Cold Storage

tech, storage, backup, archiving

Let’s say you are a filmmaker and, connected to your computer, you have a hard drive holding all the media files and edits for every film you ever made. How do you protect that data?

The easiest thing to do would be to copy the data to another hard drive, but hard drives are like cars: you have to take them out for a spin every once in a while or they go bad. And if that hard drive is in your house, a natural disaster such as an earthquake or fire will destroy both copies. You could make multiple copies and keep rotating them, but that is a fair amount of work.

Another option is to use a medium designed for long-term archiving. One of these is M-DISC, an archival-quality storage solution that preserves photos, videos, music, and documents for 1,000 years or more.” You can burn to M-Disc with many standard Blu-ray drives, but the discs themselves are small compared to what a hard drive can hold, so you would have to use special software to split the files across numerous discs. Then you will need software to catalog what files are on which disc, since you can’t easily search them all at once.

Backing up to the cloud is the obvious solution here, but if you are talking about more than 10 TB of data, it can get quite expensive. However, there are several cloud solutions available.

One is to create your own cloud by setting up a Network-attached storage (NAS) device at home or at work. The advantage of a NAS over a simple external hard drive is that it can be set up as a RAID, which means there is some data duplication and thus greater data security. It can also be located at another location, besides your house, giving you a kind of personal cloud. If you are technically savvy and have a second location where you can install the NAS that has fast, reliable, internet, this might be the most cost-effective solution.

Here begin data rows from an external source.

PR #816, opened 2024-08-07
Enable PMD at Jakarta Data API

otaviojava:


njr-11 (changes requested):
These are mostly trivial changes that would normally be fine. However, because we are working on 1.0.1 which should be TCK updates only, we should not be editing the source code or spec yet.

Even small changes like this come with risks.  An example of that is the addition of `Array.copyOf` to `PageRequestCursor(Object... key)`, which is used by API method `Cursor.forKey(Object... key)`.  Given that the user is supplying the parameters as varargs, it is extremely unlikely to see a non-varargs array passed in instead, but nonetheless a user could do that.  And if a user does so, and then modifies it afterward but before otherwise using the PageRequest, the user could be relying on a behavior that we would break by making this change.  To emphasize, this is extremely unlikely.  Given how unlikely it is for someone to pass a non varargs array to our varargs API method, a good argument could be made that we ought not to go out of our way and incur a performance penalty (copying arrays) for something that a user is really only ever going to break if they are trying to. It might be better just to add a line to the JavaDoc of `Cursor.forKey` saying if you pass a non-varargs array in as the varargs parameter, don't modify it afterward.

otaviojava:
@njr-11, once we merge, could we move this one forward?

njr-11:
> @njr-11, once we merge, could we move this one forward?

Yes, once we merge the updates to switch to v1.1, we can start making code updates again, although we still need to watch out to avoid making breaking changes.

otaviojava:
> > @njr-11, once we merge, could we move this one forward?
> 
> Yes, once we merge the updates to switch to v1.1, we can start making code updates again, although we still need to watch out to avoid making breaking changes.

I did not change any API or any breaking changes; this only includes PMD and checkstyle.

otaviojava:
> > I did not change any API or any breaking changes; this only includes PMD and checkstyle.
> 
> See my prior [review comment](https://github.com/jakartaee/data/pull/816#pullrequestreview-2227900607) . One of the updates is technically a breaking change in behavior, even though it is unlikely applications would use it that way.

Thanks, @njr-11. Done; could you check it, please?

njr-11 (approved):
Looks good now. Thanks for updating.

PR #831, opened 2024-08-26
TCK cannot expect sorting on enum

### LINKED ISSUE #830: [TCK]:  Inconsistent Enum Persistence Between Jakarta Persistence and Jakarta NoSQL Affects Query Behavior in TCK Tests
### Specification Version

1.0.0

### Bug report

There is an inconsistency in how enums are persisted by default in Jakarta Persistence (JPA) and Jakarta NoSQL, which significantly impacts queries and the related TCK (Technology Compatibility Kit) tests that involve fields of enum type.

### **Issue Overview:**

- **Jakarta Persistence (JPA):**
  - By default, JPA persists enums as ordinal values (integers) in SQL databases. This means the position of the enum in its declaration (e.g., `0` for the first constant, `1` for the second, etc.) is stored in the database.
  
- **Jakarta NoSQL:**
  - In contrast, Jakarta NoSQL persists enums as their string names by default in NoSQL databases like MongoDB. This means that the actual name of the enum constant (e.g., `"ONE"`, `"PRIME"`, `"COMPOSITE"`) is stored.

### **Impact on Query Behavior:**

This difference in storage strategies leads to inconsistencies in query results between SQL and NoSQL databases when dealing with enum fields. Specifically:

- **Sorting Behavior:**
  - In SQL, sorting by an enum field will follow the ordinal (numerical) order. For example, `ONE (0)`, `PRIME (1)`, `COMPOSITE (2)`.
  - In NoSQL, sorting by the same enum field will follow lexicographical (alphabetical) order. For example, `"COMPOSITE"`, `"ONE"`, `"PRIME"`.

- **Filtering and Equality Checks:**
  - Comparisons and equality checks against enum fields will behave differently depending on whether the field is stored as an ordinal or a string, potentially leading to unexpected results in TCK tests.

# Solution

That is a classic case for test specialization; thus, I could create tests to verify it on the NoSQL side; we already have a package for NoSQL. The goal could be to use the `NoSQLEntityTests` for this.

njr-11:
Fixes #830

This corrects the error in the TCK where it expects sorting on an enum attribute to be done in a particular way, which [per the spec is vendor specific](https://github.com/jakartaee/data/issues/830#issuecomment-2308476456).

Because this fix is needed in the 1.0.1 maintenance release, it should be as minimal as possible to fix the TCK, which is achieved by adding an entity attribute for the ordinal value and switching a few places in the TCK to sort on that value instead of the enum.

### DIFF
--- a/tck/src/main/java/ee/jakarta/tck/data/framework/read/only/NaturalNumber.java
+++ b/tck/src/main/java/ee/jakarta/tck/data/framework/read/only/NaturalNumber.java
@@ -39,6 +39,7 @@ public class NaturalNumber implements Serializable {
     // Sorting on enum types is vendor-specific in Jakarta Data.
     // Use numTypeOrdinal for sorting instead.
     @jakarta.nosql.Column
+    @jakarta.persistence.Enumerated(jakarta.persistence.EnumType.STRING)
     private NumberType numType; // enum of ONE | PRIME | COMPOSITE
 
     @jakarta.nosql.Column
--- a/tck/src/main/java/ee/jakarta/tck/data/framework/read/only/NaturalNumber.java
+++ b/tck/src/main/java/ee/jakarta/tck/data/framework/read/only/NaturalNumber.java
@@ -1,5 +1,5 @@
 /*
- * Copyright (c) 2023 Contributors to the Eclipse Foundation
+ * Copyright (c) 2023,2024 Contributors to the Eclipse Foundation
  *
  * This program and the accompanying materials are made available under the
  * terms of the Eclipse Public License v. 2.0, which is available at
@@ -36,8 +36,13 @@ public class NaturalNumber implements Serializable {
     @jakarta.nosql.Column
     private Short numBitsRequired;
 
+    // Sorting on enum types is vendor-specific in Jakarta Data.
+    // Use numTypeOrdinal for sorting instead.
     @jakarta.nosql.Column
     private NumberType numType; // enum of ONE | PRIME | COMPOSITE
+
+    @jakarta.nosql.Column
+    private int numTypeOrdinal; // ordinal value of numType
 
     @jakarta.nosql.Column
     private long floorOfSquareRoot;
@@ -72,6 +77,14 @@ public class NaturalNumber implements Serializable {
 
     public void setNumType(NumberType numType) {
         this.numType = numType;
+    }
+
+    public int getNumTypeOrdinal() {
+        return numTypeOrdinal;
+    }
+
+    public void setNumTypeOrdinal(int value) {
+        numTypeOrdinal = value;
     }
 
     public long getFloorOfSquareRoot() {
--- a/tck/src/main/java/ee/jakarta/tck/data/framework/read/only/NaturalNumbers.java
+++ b/tck/src/main/java/ee/jakarta/tck/data/framework/read/only/NaturalNumbers.java
@@ -45,9 +45,9 @@ public interface NaturalNumbers extends BasicRepository<NaturalNumber, Long>, Id
     CursoredPage<NaturalNumber> findByFloorOfSquareRootOrderByIdAsc(long sqrtFloor,
                                                                     PageRequest pagination);
 
-    Stream<NaturalNumber> findByIdBetweenOrderByNumTypeAsc(long minimum,
-                                                           long maximum,
-                                                           Order<NaturalNumber> sorts);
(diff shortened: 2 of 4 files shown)


tck/src/main/java/ee/jakarta/tck/data/framework/read/only/NaturalNumber.java
```diff
@@ -36,9 +36,14 @@ public enum NumberType {
     @jakarta.nosql.Column
     private Short numBitsRequired;
 
+    // Sorting on enum types is vendor-specific in Jakarta Data.
+    // Use numTypeOrdinal for sorting instead.
```
otaviojava, line 40: If you are already changing this entity why not put ` @Enumerated(STRING)`

for semantic and that sounds better.

njr-11: > If you are already changing this entity why not put ` @Enumerated(STRING)`
> 
> for semantic and that sounds better.

If you like, I can add that too, but it isn't a solution on its own and doesn't fix the problem. Without the other changes I made here, the test would remain broken for providers that are neither JPA nor NoSQL.

otaviojava: @njr-11 I know, but once you can change the tests, I recommend using String and updating the tests based on the String instead of int.

njr-11: > @njr-11 I know, but once you can change the tests, I recommend using String and updating the tests based on the String instead of int.

I added Enumerated(STRING) for you under https://github.com/jakartaee/data/pull/831/commits/ba6854459e26d5b50e81a9f93ac98d7b3f23b571
but it is wrong to redo test assertions like you are suggesting in a .0.1 maintenance release.  The scope of a fix in a maintenance should be limited to fixing the problem only, not refactoring tests or switching things around that aren't required to fix the bug.

otaviojava: > > @njr-11 I know, but once you can change the tests, I recommend using String and updating the tests based on the String instead of int.
> 
> I added Enumerated(STRING) for you under [ba68544](https://github.com/jakartaee/data/commit/ba6854459e26d5b50e81a9f93ac98d7b3f23b571) but it is wrong to redo test assertions like you are suggesting in a .0.1 maintenance release. The scope of a fix in a maintenance should be limited to fixing the problem only, not refactoring tests or switching things around that aren't required to fix the bug.

I agreed, and that is why I proposed to create those tests as a NoSQL extension:

https://github.com/jakartaee/data/issues/830#issuecomment-2308480914

njr-11: > I agreed, and that is why I proposed to create those tests as a NoSQL extension:
> 
> [#830 (comment)](https://github.com/jakartaee/data/issues/830#issuecomment-2308480914)

Adding some NoSQL specific tests (and also some Jakarta Persistence specific ones) in this are is fine for the 1.1 release.  It would be out of place for the 1.0.1 maintenance release and is not a substitute for fixing the bug that exists in 1.0 / 1.0.1 which this PR addresses.

tck/src/main/java/ee/jakarta/tck/data/framework/read/only/NaturalNumber.java
```diff
@@ -36,9 +36,15 @@ public enum NumberType {
...
     @jakarta.nosql.Column
+    @jakarta.persistence.Enumerated(jakarta.persistence.EnumType.STRING)
     private NumberType numType; // enum of ONE | PRIME | COMPOSITE
 
+    @jakarta.nosql.Column
+    private int numTypeOrdinal; // ordinal value of numType
```
otaviojava, line 46: @njr-11 you changed to String, but you still using this one here: numTypeOrdinal.

Shall we remove this one and update the tests to work with the enum as String?

njr-11: > @njr-11 you changed to String, but you still using this one here: numTypeOrdinal.
> 
> Shall we remove this one and update the tests to work with the enum as String?

To repeat what I said earlier, doing that "isn't a solution on its own and doesn't fix the problem. Without the other changes I made here, the test would remain broken for providers that are neither JPA nor NoSQL."

otaviojava (approved):

PR #838, opened 2024-08-29
test: fix testUpdateQueryWithWhereClause method

otaviojava:


otaviojava:
@njr-11 I forget to update this one:

https://github.com/jakartaee/data/pull/828

tck/src/main/java/ee/jakarta/tck/data/standalone/entity/EntityTests.java
```diff
@@ -2442,8 +2442,10 @@ public void testUpdateQueryWithWhereClause() {
             // Ensure there is no data left over from other tests:
             shared.deleteIfPositive();
         } catch (UnsupportedOperationException x) {
-            if (type.isKeywordSupportAtOrBelow(DatabaseType.KEY_VALUE)) {
-                return; // Key-Value databases might not be capable of And.
+            if (type.isKeywordSupportAtOrBelow(DatabaseType.GRAPH) && TestProperty.delay.isSet()) {
+                // NoSQL databases with eventual consistency might not be capable
+                // of counting removed entities.
+                // Use alternative approach for ensuring no data is present:
```
njr-11, line 2448: Restore the skip for key-value databases that are not using eventual consistency:
```suggestion
            if (type.isKeywordSupportAtOrBelow(DatabaseType.KEY_VALUE)) {
                return; // Key-Value databases might not be capable of And.
            } else if (type.isKeywordSupportAtOrBelow(DatabaseType.GRAPH) && TestProperty.delay.isSet()) {
                // NoSQL databases with eventual consistency might not be capable
                // of counting removed entities.
                // Use alternative approach for ensuring no data is present:
```

njr-11 (commented):
It looks like one of the skips (covering key-value without eventual consistency) was lost, so I added a suggestion to put it back.

Also, I see this line later in the test which is another occurrence that will need to be covered:
```
        assertEquals(2, shared.deleteIfPositive());
```

Also, I think we need to add a method to the MultipleEntityRepo returning void,
```
    @Query("DELETE FROM Coordinate WHERE x > 0.0d AND y > 0.0f")
    void deleteIfPositive_EventualConsistency();
```
which can be used within the catch where it says:
`// Use alternative approach for ensuring no data is present:`

because it doesn't currently do anything, and then subsequent assertions check that the data was deleted.

otaviojava:
@njr-11 done

tck/src/main/java/ee/jakarta/tck/data/standalone/entity/EntityTests.java
```diff
@@ -2444,6 +2444,10 @@ public void testUpdateQueryWithWhereClause() {
         } catch (UnsupportedOperationException x) {
             if (type.isKeywordSupportAtOrBelow(DatabaseType.KEY_VALUE)) {
                 return; // Key-Value databases might not be capable of And.
+            } else if (type.isKeywordSupportAtOrBelow(DatabaseType.GRAPH) && TestProperty.delay.isSet()) {
+                // NoSQL databases with eventual consistency might not be capable
+                // of counting removed entities.
+                // Use alternative approach for ensuring no data is present:
```
njr-11, line 2450:
```suggestion
                // Use alternative approach for ensuring no data is present:
                shared.deleteIfPositiveWithoutReturnRecords();
```

tck/src/main/java/ee/jakarta/tck/data/standalone/entity/EntityTests.java
```diff
@@ -2477,8 +2481,19 @@ public void testUpdateQueryWithWhereClause() {
...
+        try {
         assertEquals(2, shared.deleteIfPositive());
-
+        } catch (UnsupportedOperationException x) {
+            if (type.isKeywordSupportAtOrBelow(DatabaseType.KEY_VALUE)) {
+                return; // Key-Value databases might not be capable of And.
+            } else if (type.isKeywordSupportAtOrBelow(DatabaseType.GRAPH) && TestProperty.delay.isSet()) {
+                // NoSQL databases with eventual consistency might not be capable
+                // of counting removed entities.
+                // Use alternative approach for ensuring no data is present:
```
njr-11, line 2492:
```suggestion
                // Use alternative approach for ensuring no data is present:
                shared.deleteIfPositiveWithoutReturnRecords();
```

njr-11 (commented):
Looks good, but we also need to add the line to use the new method in the two places where it says "Use alternative approach..."

njr-11 (approved):

Issue #857, opened 2024-10-02
Parameter-based Automatic Queries as a full alternative to Query by Method Name


njr-11:
The parameter-based Automatic Queries pattern already provides an alternative to much of what Query by Method Name offers for the repository author to define queries upfront, but some parts are lacking which we should address.  Applications ought to be able to choose to fully utilize this pattern and not need to rely on Query by Method Name in places.

The most notable piece that is lacking is the ability to request conditions other than equality. One way to address that would be with a single `Is` annotation that accepts an enumerated value for the condition to apply.  For example,

```java
@Find
@OrderBy(_Product.PRICE)
@OrderBy(_Product.NAME)
@OrderBy(_Product.ID)
Page<Product> search(@By(_Product.NAME) @Is(Like) String pattern,
                     @By(_Product.PRICE) @Is(LessThan) float max,
                     PageRequest pageRequest);
```

The above directly corresponds to the following Query by Method Name method that could currently be used:

```
Page<Product> findByNameLikeAndPriceLessThanOrderByPriceAscNameAscIdAsc(String pattern,
                                                                        float max,
                                                                        PageRequest pageRequest);
```

Note that everything that is needed for the former is already in the Jakarta Data specification except for the mechanism for specifying the condition to be something other than equals.  So the enhancement here has a direct equivalence to the Query by Method Name and achieves it with a minor addition that fits right in to an existing specification pattern.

Another option is a cloud backup service. My two favorite ones are Arq and Backblaze. It can be difficult to figure out all the various options and pricing for such services. Backblaze’s Computer Backup” option is one of the simplest and most cost-effective options: for $99 a year, it will backup your entire laptop, as well as one USB-attached drive. In an emergency, they will even mail you a USB drive with all your data, so you don’t necessarily need to download the entire backup over the web. This is perfect for a small independent filmmaker, and is the solution we are currently using. (We use Arq, which can be purchased for a one-time fee, for smaller backup tasks where we save projects to Google Drive or Dropbox.)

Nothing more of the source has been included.